Work to complete: What you give back should be exactly the opening lines of the data, ending with the line that contains "-find_package(Qt5 COMPONENTS Core" and including it.

Information:
PR #790, opened 2020-10-14
Check for updates from within melonDS

### LINKED ISSUE #469: [Feature Request] Update Notice?
Hello,
First of all thanks for all the work with the emulator, it works great!
However, I notice the lack of "Updater" option, or some sort of notice there's a new update available (Granted, I started using from the current 0.8.1 version, so I might be wrong and this feature is already implemented or something similar is already in place). Hopefully it wouldn't be too hard to implement, and, for example, when launching emulator, it could check for a new version of the application, and show a popup window saying something like this:
"There's a new update available, version {insert_new_version_number_here}. You have version {insert_current_version_number_here}. Would you like to visit the website and download a new version?".
Just thought that would be a small nice feature to have, if possible - if not, it's not a big deal. :)

abcdjdj:
Stuff in this PR - 

1. Check for updates manually under About > Check for Updates. 
image

2. Automatically check for updates on start under Config > Emu Settings > General
image
 
When an update is available, the new and current version numbers are displayed along with a Yes/No option to open the download page (http://melonds.kuribo64.net/downloads.php) in the browser.

image

When no update is available, there are 2 cases - if the user had manually checked for an update, then an info box is shown. If the update check was automatically triggered at boot, then no dialog box is shown and the user can peacefully continue working.

image

Fixes #469

### DIFF
--- a/src/frontend/qt_sdl/CMakeLists.txt
+++ b/src/frontend/qt_sdl/CMakeLists.txt
@@ -39,7 +39,7 @@ if (BUILD_STATIC AND QT5_STATIC_DIR)
     set(Qt5Widgets_DIR ${QT5_STATIC_BASE}Widgets)
 endif()
 
-find_package(Qt5 COMPONENTS Core Gui Widgets REQUIRED)
+find_package(Qt5 COMPONENTS Core Gui Widgets Network REQUIRED)
 
 set(CMAKE_AUTOMOC ON)
 set(CMAKE_AUTOUIC ON)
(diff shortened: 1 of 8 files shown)


abcdjdj:
PS : I haven't tested it on windows. If someone could give it a try on windows, I'd be grateful :)

nadiaholmquist:
Would be good to have a build-time option to disable the updater, for example for when melonDS is installed through a distro package or flatpak.

abcdjdj:
> 
> 
> Would be good to have a build-time option to disable the updater, for example for when melonDS is installed through a distro package or flatpak.

This PR only notifies the user about the availability of a new update. It does not actually download the new version. Sorry for the confusion.

In fact, flatpak and distro package users will also benefit from this as they can inform their package maintainers about the update asap, whenever it drops.

nathanielcwm:
I think #729 can also fetch the workflow artifacts.

abcdjdj:
> 
> 
> I think #729 can also fetch the workflow artifacts.

Oops. Didn't see that PR. Closing this one.

PR #798, opened 2020-10-29
Added 8/16-bit IPCFIFOSEND writes

Hypnotron:
Hardware tests (at least on my 3DS) have confirmed that writing to IPCFIFOSEND using STRB or STRH mirrors the value into a full word and sends it to the FIFO. I have not tested 8/16-bit reads from IPCFIFORECV yet. Attached is the test I wrote (which should beep eleven times if 8-bit mirroring is correct).
[fifo.zip](https://github.com/Arisotura/melonDS/files/5461033/fifo.zip)

### DIFF
--- a/src/NDS.cpp
+++ b/src/NDS.cpp
@@ -3116,6 +3116,10 @@ void ARM9IOWrite8(u32 addr, u8 val)
         NDSCart::WriteSPIData(val);
         return;
 
+    case 0x04000188:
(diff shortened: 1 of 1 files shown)


Arisotura:
thanks!

btw, quick tip for mirroring a 8-bit value to 32-bit:

val32 = val8 * 0x01010101;

also works for 16-bit or whatever

PR #806, opened 2020-11-08
Revert 1 addons

Buenia0:
I'm reverting this merging because said pull request resulted in compilation errors. Sorry about that.


WaluigiWare64:
Could you not revert it on your own fork instead of creating a new PR?

PR #816, opened 2020-11-14
Use ashmem instead of memfd_create on Android.

Swordfish90:
@RSDuck as promised, here's the fix for memfd_create on Android.

memfd_create is only available on Android 11, so only a very small percentage of devices can use it.

Ashmem has a similar purpose and it's what PPSSPP and Dolphin are using in these instances. 

I didn't push this before because sometimes the application hanged with fastmem enabled, but your latest changes on master fixed these issues.


src/ARMJIT_Memory.cpp
```diff
@@ -701,8 +711,24 @@ void Init()
     FastMem7Start = MemoryBase + AddrSpaceSize;
     MemoryBase = MemoryBase + AddrSpaceSize*2;
 
+#if defined(__ANDROID__)
+    static void* libandroid = dlopen("libandroid.so", RTLD_LAZY | RTLD_LOCAL);
+    using type_ASharedMemory_create = int(*)(const char *name, size_t size);
+    auto symbol = dlsym(libandroid, "ASharedMemory_create");
+    static auto shared_memory_create =reinterpret_cast<type_ASharedMemory_create>(symbol);
+
+    if (shared_memory_create) {
```
RSDuck, line 720: please but the braces always on a new line

src/ARMJIT_Memory.cpp
```diff
@@ -701,8 +711,24 @@ void Init()
     FastMem7Start = MemoryBase + AddrSpaceSize;
     MemoryBase = MemoryBase + AddrSpaceSize*2;
 
+#if defined(__ANDROID__)
+    static void* libandroid = dlopen("libandroid.so", RTLD_LAZY | RTLD_LOCAL);
+    using type_ASharedMemory_create = int(*)(const char *name, size_t size);
+    auto symbol = dlsym(libandroid, "ASharedMemory_create");
```
RSDuck, line 717: dlsym just returns void*, auto isn't necessary here

src/ARMJIT_Memory.cpp
```diff
@@ -701,8 +711,24 @@ void Init()
...
+    static auto shared_memory_create =reinterpret_cast<type_ASharedMemory_create>(symbol);
```
RSDuck, line 718: I think some spaces are missing

RSDuck (changes requested):

RSDuck:
if ASharedMemory_create creates a shared memory object similar to shm_open isn't it shared among all processes? Isn't this problematic if multiple instances of melonDS are running?

Also clean up code seems to be missing as well.

WaluigiWare64:
You might have to do the same thing I did here - https://github.com/Arisotura/melonDS/blob/325818e7c7542cf00a6f4b7979ca3ed62bea221f/src/ARMJIT_Memory.cpp#L716-L718

Swordfish90:
@RSDuck @WaluigiWare64 Sorry for the very late reply, but it has been a hectic weekend. I just pushed a commit addressing the code style issues.

Ashmem on Android behaves a little differently. For starters the name is not really meaningful, it is used mainly for debugging purposes. If two processes ask a region with the same name, they'll get two separate file descriptors. It can be used for IPC, but only by sharing the appropriate file descriptors.

The lack of cleanup code is also correct. Memory will be released when closing the file descriptor (which is already done in other implementations). If you want to dig deeper you can find more info [here](https://elinux.org/Android_Kernel_Features) and [here](https://developer.android.com/ndk/reference/group/memory).

PR #836, opened 2020-12-01
Rename jit linkage asm files

webgeek1234:
An extension of lower case s indicates to not run the preprocessor while upper case S does. See
https://www.keil.com/support/man/docs/armclang_intro/armclang_intro_chr1383143887630.htm

I do Android infrastructure work for libretro and have been working to get melonDS compiling and running on Android. For some reason, the assembler-with-cpp flag doesn't seem to be working with the Android NDK. But renaming the files per the above spec does work. Offering this upstream to simplify downstream rebases in the furture.


RSDuck:
who ever came up with the idea that there should be a difference between .S and .s

PR #849, opened 2020-12-12
Add a custom logging function - allows logging to file

RayyanAnsari:
This PR creates a custom logging function and gives an option to either log to console, or to log to file.
### Changes

- All `printf` calls are now `Platform::LogMessage`
- A new settings dialog has been created: Log Settings
- Two new variables are added to the config file: `LogToFile` and `LogFileLocation`
- The new `Platform::LogMessage` function uses either `vprintf` or `vfprintf` depending on the user's setting

### DIFF
--- a/src/frontend/qt_sdl/LogSettingsDialog.cpp
+++ b/src/frontend/qt_sdl/LogSettingsDialog.cpp
@@ -1,0 +1,91 @@
+/*
+    Copyright 2016-2020 Arisotura, WaluigiWare64
+
+    This file is part of melonDS.
+
+    melonDS is free software: you can redistribute it and/or modify it under
+    the terms of the GNU General Public License as published by the Free
+    Software Foundation, either version 3 of the License, or (at your option)
+    any later version.
+
+    melonDS is distributed in the hope that it will be useful, but WITHOUT ANY
+    WARRANTY; without even the implied warranty of MERCHANTABILITY or FITNESS
+    FOR A PARTICULAR PURPOSE. See the GNU General Public License for more details.
+
+    You should have received a copy of the GNU General Public License along
+    with melonDS. If not, see http://www.gnu.org/licenses/.
+*/
+
+#include <QMessageBox>
+#include <QFileDialog>
+
+#include "Platform.h"
+#include "Config.h"
+#include "PlatformConfig.h"
+
+#include "LogSettingsDialog.h"
+#include "ui_LogSettingsDialog.h"
+
+LogSettingsDialog* LogSettingsDialog::currentDlg = nullptr;
+
+extern char* EmuDirectory;
+
+LogSettingsDialog::LogSettingsDialog(QWidget* parent) : QDialog(parent), ui(new Ui::LogSettingsDialog)
+{
+    ui->setupUi(this);
+    setAttribute(Qt::WA_DeleteOnClose);
+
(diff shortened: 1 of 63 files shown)


src/frontend/qt_sdl/LogSettingsDialog.cpp
```diff
@@ -0,0 +1,91 @@
...
+                                                "Select Log File...",
+                                                EmuDirectory,
+                                                "Log files (*.log *.txt);;Any file (*.*)");
+
+    if (file.isEmpty()) return;
+
+    ui->txtLogFolderPath->setText(file);
+}
+
+void LogSettingsDialog::updateAdapterControls()
```
RSDuck, line 87: the name seems to be a left over

src/frontend/qt_sdl/Platform.cpp
```diff
@@ -127,6 +131,24 @@ void StopEmu()
...
 
+void LogMessage(const char* format, ...)
+{
+    va_list args;
+    va_start(args, format);
+    if (Config::LogToFile)
+    {
+        if (!LogFile)
+        {
+            LogFile = fopen(Config::LogFileLocation, "a+");
```
RSDuck, line 142: a+ seems to be dangerous, because melonDS can spit out a lot of data

WaluigiWare64: should i change to w+?

src/frontend/qt_sdl/LogSettingsDialog.cpp
WaluigiWare64: ah yes, I copied it over from WifiSettingsDialog.cpp.

src/frontend/qt_sdl/Platform.cpp
RSDuck: only w we don't need to read

WaluigiWare64: done

src/frontend/qt_sdl/Platform.cpp
```diff
@@ -127,6 +131,24 @@ void StopEmu()
...
+        {
+            LogFile = fopen(Config::LogFileLocation, "w");
+        }
+        vfprintf(LogFile, format, args);
+    }
+    else
+    {
+        vprintf(format, args);       
+    }
+     va_end(args);
```
RSDuck, line 150: va_end isn't properly aligned

WaluigiWare64: done.

src/sha1/sha1.c
```diff
@@ -267,10 +267,10 @@ main(int argc, char **argv)
         SHA1Update(&ctx, buf, BUFSIZE);
     SHA1Final(hash, &ctx);
 
-    Platform::LogMessage("SHA1=");
```
RSDuck: better not poke in external dependencies. Those are tests anyway, they are never run.

WaluigiWare64: Yep, which is why I changed it back to printf.

nadiaholmquist:
If we're doing a custom logging thing, we really should also have log levels I think?

WaluigiWare64:
We could, but currently this is just a wrapper around printf and fprintf. That would require modifying all of the printf statements we have.

RayyanAnsari:
superseded by #1642

PR #865, opened 2020-12-20
Add support for building with Qt6

nadiaholmquist:
This PR adds support for building using the newly released Qt6, a change or two was needed to replace some deprecated stuff with the new version, but that's all backwards compatible and doesn't break Qt5.

Currently this is only tested on Linux, but everything seems to work fine here. More tested needed before this can be merged, and maybe also CI with Qt6?


WaluigiWare64:
I don't think we should CI with Qt 6 yet.
A few platforms may not have it already in their repositories, and melonDS works just fine with Qt 5 anyway.

nadiaholmquist:
Yeah if we do CI it should build with both Qt5 and Qt6, since Qt5 won't be going anywhere on some platforms for quite a while, but having CI for both if this is merged would be good to ensure that all UI changes are forwards-compatible.

PR #876, opened 2020-12-21
Fixed fastforward toggle hotkey.

spikensbror:
This PR fixes the broken fastforward toggle hotkey, only tested on Windows so it might be a Windows-only issue. The state is not persisted in the configuration file.

### DIFF
--- a/src/frontend/qt_sdl/main.cpp
+++ b/src/frontend/qt_sdl/main.cpp
@@ -266,7 +266,7 @@ EmuThread::EmuThread(QObject* parent) : QThread(parent)
     connect(this, SIGNAL(windowEmuStop()), mainWindow, SLOT(onEmuStop()));
     connect(this, SIGNAL(windowEmuPause()), mainWindow->actPause, SLOT(trigger()));
     connect(this, SIGNAL(windowEmuReset()), mainWindow->actReset, SLOT(trigger()));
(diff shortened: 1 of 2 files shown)


RSDuck:
I thought I already fixed that in https://github.com/Arisotura/melonDS/commit/9673659db46dfbb3b2963b7acd0d68d58fb1c7fd ?

poudink:
Nope. Just tested. It's not working with the latest builds. This PR fixes it.

abcdjdj:
I can also confirm that this PR fixes the fastforward toggle hotkey. It might not be entirely relevant to this PR, but the "Limit Framerate" checkbox under Config is still broken for me. Lastly, we might wanna have the checkbox's state in-sync with the hotkey state for UI consistency.

spikensbror:
@abcdjdj I think the fast-forward and "limiting" features are far too contrived as they are currently implemented. What this PR does currently is basically toggle the fast-forward (disable limit FPS and audio-sync).

In my opinion, it would make more sense to rename the hotkey to "toggle fastforward" and have the "limiting" features completely separate.

The alternative to that is to change this PR to only affect the FPS limiter which would mean that it would have no effect if audio-sync is on. We would also as you mention have to synchronize both config and checkbox state in the menu in that case which this PR currently does not offer.

What is the preferred course of action here? I'll update the PR accordingly

abcdjdj:
I see what you mean. We should probably consult @RSDuck / @Arisotura on the preferred course of action.

PR #1162, opened 2021-07-23
Allow for using LLVM from Homebrew

nadiaholmquist:
This allows ugins the LLVM package from homebrew and also bundling its copy of libc++. As we build on 10.14 we are using a rather outdated version of LLVM and its C++ stdlib, which doesn't let us use things such as `std::filesystem`, this PR should address this.

CI still has to be adjusted to install llvm from homebrew and use the CMake toolchain file. **Do not merge yet.**


WaluigiWare64:
How much bigger does this make the app bundle?

nadiaholmquist:
About 1MB

PR #1164, opened 2021-07-24
Implement very basic WiFi packet capturing

rhowsl:
https://github.com/Arisotura/melonDS/issues/1152

this PR implements a new option in the melonDS config called "EnableWifiPacketCapturing". this will generate .pcap files inside a folder named "packetdumps", containing the wlan packets sent and recieved by melonDS when using Indirect mode.

sorry if the code looks bad, I don't usually code in C++/C.

### DIFF
--- a/src/Config.cpp
+++ b/src/Config.cpp
@@ -42,6 +42,7 @@ int DSiSDEnable;
 char DSiSDPath[1024];
 
 int RandomizeMAC;
+int EnableWifiPacketCapturing;
 
 #ifdef JIT_ENABLED
 int JIT_Enable = false;
@@ -67,6 +68,7 @@ ConfigEntry ConfigFile[] =
     {"DSiSDPath", 1, DSiSDPath, 0, "", 1023},
 
     {"RandomizeMAC", 0, &RandomizeMAC, 0, NULL, 0},
+    {"EnableWifiPacketCapturing", 0, &EnableWifiPacketCapturing, 0, NULL, 0},
 
 #ifdef JIT_ENABLED
     {"JIT_Enable", 0, &JIT_Enable, 0, NULL, 0},
--- a/src/frontend/qt_sdl/LAN_Capture.cpp
+++ b/src/frontend/qt_sdl/LAN_Capture.cpp
@@ -3,37 +3,41 @@
 #include <string.h>
 #include <iostream>
 #include <sys/time.h>
-#include <endian.h>
+
+#ifdef __WIN32__
+	#include <ws2tcpip.h>
+#else
+	#include <sys/socket.h>
+	#include <netdb.h>
+	#include <poll.h>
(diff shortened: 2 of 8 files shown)


src/frontend/qt_sdl/LAN_Capture.cpp
```diff
@@ -0,0 +1,89 @@
...
+	#include <netdb.h>
+	#include <poll.h>
+	#include <time.h>
+#endif
+
+#include "../types.h"
+#include "LAN_Capture.h"
+#include "Config.h"
+
+std::ofstream packetDumpOutput;
```
RSDuck, line 19: please use C files instead.

Also global variables in PascalCase

src/frontend/qt_sdl/LAN_Capture.h
```diff
@@ -0,0 +1,37 @@
+#pragma once
+
+#include <fstream>
+
+#include "../types.h"
+
+// Header for PCAP file
```
RSDuck, line 7: this doesn't need to be part of the public interface, it can go into LAN_Capture.cpp

src/Config.cpp
```diff
@@ -42,6 +42,7 @@ int DSiSDEnable;
 char DSiSDPath[1024];
 
 int RandomizeMAC;
+int EnableWifiPacketCapturing;
```
RSDuck, line 45: the setting needs to be exposed in the gui

src/frontend/qt_sdl/LAN_Socket.cpp
```diff
@@ -216,6 +219,12 @@ bool Init()
 
     Ctx = slirp_new(&cfg, &cb, nullptr);
 
+    if (Config::EnableWifiPacketCapturing)
+    {
+        LAN_Capture::Prepare();
```
RSDuck, line 224: why can't those hooks go into Platform.cpp?

rhowsl: Platform.cpp is the right place to place them, but weird stuff happens to the captured TX packets when I load the pcap file in wireshark:

image

this shouldn't be too hard for me to figure out

src/frontend/qt_sdl/LAN_Capture.cpp
rhowsl: C files?
also, just fixed this style, among some other things you've mentioned. gonna commit those next

RSDuck: https://en.cppreference.com/w/c/io

WaluigiWare64: you can read the new contributor guide: https://github.com/Arisotura/melonDS/blob/master/contributing.md

PR #1171, opened 2021-08-02
Fix for https://github.com/Arisotura/melonDS/issues/1169

DesperateProgrammer:
LoadNAND was storing the stage 2 bootloader, while NWRAM access was disabled by Bit25 of SCFG_EXT putting the stage 2 into old shared WRAM, while executing it later with the bit enabled and fetching from an empty NWRAM.

### DIFF
--- a/src/DSi.cpp
+++ b/src/DSi.cpp
@@ -1048,14 +1048,14 @@ void ARM9Write8(u32 addr, u8 val)
                 // parts that are mapped and not just the highest priority
                 // See http://melonds.kuribo64.net/board/thread.php?pid=3974#3974
                 // so we need to iterate through all parts and write to all mapped here
-                unsigned int destPartSetting = ((addr >> 13) & (NWRAMMask[0][0] << 3)) | 0x80;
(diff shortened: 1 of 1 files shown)


src/DSi.cpp
```diff
@@ -348,6 +348,13 @@ bool LoadNAND()
 {
     printf("Loading DSi NAND\n");
 
+    // Make sure NWRAM is accessible.
+    // The Bits are set to the startup values in Reset() and we might
+    // still have them on default (0) or some bits cleared by the previous
+    // run.
+    SCFG_EXT[0] |= (1 << 25) ;
```
RSDuck, line 355:
```suggestion
    SCFG_EXT[0] |= (1 << 25);
```

src/DSi.cpp
```diff
@@ -348,6 +348,13 @@ bool LoadNAND()
...
+    SCFG_EXT[1] |= (1 << 25) ;
```
RSDuck, line 356:
```suggestion
    SCFG_EXT[1] |= (1 << 25);
```

PR #1172, opened 2021-08-03
Fix Deadlock on unlaunch starting apps, when using software renderer

DesperateProgrammer:
Fix for a possible deadlock where RenderDone is waited for while the renderer is not rendering and waiting for the RenderStart semaphore


DesperateProgrammer:
Close because of a better approach by RSDuck

PR #1174, opened 2021-08-05
Fallback to FreeBIOS when BIOS files are not found. (v2)

asiekierka:
Updated version of https://github.com/Arisotura/melonDS/pull/787 with community feedback.


freebios/Makefile
```diff
@@ -0,0 +1,17 @@
...
+
+all:
+	$(AS) bios_common.S -DBIOS_ARM7 -march=armv4 -c -Wa,-asl=$(BIN_ARM7).list -o $(BIN_ARM7).o
+	$(AS) bios_common.S -DBIOS_ARM9 -march=armv5 -c -Wa,-asl=$(BIN_ARM9).list -o $(BIN_ARM9).o
+	$(OBJCOPY) -O binary $(BIN_ARM7).o $(BIN_ARM7).bin
+	$(OBJCOPY) -O binary $(BIN_ARM9).o $(BIN_ARM9).bin
+
+clean:
+	rm -f $(BIN_ARM7).bin $(BIN_ARM7).o $(BIN_ARM9).bin $(BIN_ARM9).o
+
```
WaluigiWare64, line 17: We don't need the Makefile.

asiekierka: We technically don't need the source code either, given the license - but it's good to have, and should be fairly easy to edit in the event of making custom patches in the future.

PR #1175, opened 2021-08-05
Generate a simple non-bootable firmware when not provided. (v2)

asiekierka:
Updated version of https://github.com/Arisotura/melonDS/pull/778 with community feedback.


src/Config.cpp
```diff
@@ -59,6 +67,14 @@ ConfigEntry ConfigFile[] =
     {"DLDIEnable", 0, &DLDIEnable, 0, NULL, 0},
     {"DLDISDPath", 1, DLDISDPath, 0, "", 1023},
 
+    {"FirmwareUsername", 1, FirmwareUsername, 0, "MelonDS", 63},
```
RSDuck, line 70: melonDS is the proper capitalisation

RSDuck (approved):

src/Config.cpp
asiekierka: Might be a good time to ask what the default username *should* be?

Arisotura: if it's going to be melonDS it should atleast be capitalized correctly :P 

other than that, I'm currently out of ideas, other than stupid shit like 'Kagamine Len'

maybe we should run a poll somewhere?

src/SPI.cpp
```diff
@@ -155,6 +159,52 @@ void Reset()
...
+    Firmware[UserSettings+0x50] = messageLength;
+}
+
+void Reset()
+{
+    if (Firmware) delete[] Firmware;
+    Firmware = NULL;
+
+    if (NDS::ConsoleType == 1)
+        strncpy(FirmwarePath, Config::DSiFirmwarePath, 1023);
```
DesperateProgrammer, line 194: Can we use sizeof()-1 as the limit?

asiekierka: This should be better.

src/SPI.cpp
```diff
@@ -142,19 +146,75 @@ void Reset()
...
+    }
     else
     {
-        f = Platform::OpenLocalFile(firmbkp, "wb");
-        fwrite(Firmware, 1, FirmwareLength, f);
         fclose(f);
     }
+}
+
+void LoadUserSettingsFromConfig() {
```
WaluigiWare64, line 174: `{` on newline please.

```suggestion
void LoadUserSettingsFromConfig()
{
```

Completed task:
PR #790, opened 2020-10-14
Check for updates from within melonDS

### LINKED ISSUE #469: [Feature Request] Update Notice?
Hello,
First of all thanks for all the work with the emulator, it works great!
However, I notice the lack of "Updater" option, or some sort of notice there's a new update available (Granted, I started using from the current 0.8.1 version, so I might be wrong and this feature is already implemented or something similar is already in place). Hopefully it wouldn't be too hard to implement, and, for example, when launching emulator, it could check for a new version of the application, and show a popup window saying something like this:
"There's a new update available, version {insert_new_version_number_here}. You have version {insert_current_version_number_here}. Would you like to visit the website and download a new version?".
Just thought that would be a small nice feature to have, if possible - if not, it's not a big deal. :)

abcdjdj:
Stuff in this PR - 

1. Check for updates manually under About > Check for Updates. 
image

2. Automatically check for updates on start under Config > Emu Settings > General
image
 
When an update is available, the new and current version numbers are displayed along with a Yes/No option to open the download page (http://melonds.kuribo64.net/downloads.php) in the browser.

image

When no update is available, there are 2 cases - if the user had manually checked for an update, then an info box is shown. If the update check was automatically triggered at boot, then no dialog box is shown and the user can peacefully continue working.

image

Fixes #469

### DIFF
--- a/src/frontend/qt_sdl/CMakeLists.txt
+++ b/src/frontend/qt_sdl/CMakeLists.txt
@@ -39,7 +39,7 @@ if (BUILD_STATIC AND QT5_STATIC_DIR)
     set(Qt5Widgets_DIR ${QT5_STATIC_BASE}Widgets)
 endif()
 
-find_package(Qt5 COMPONENTS Core Gui Widgets REQUIRED)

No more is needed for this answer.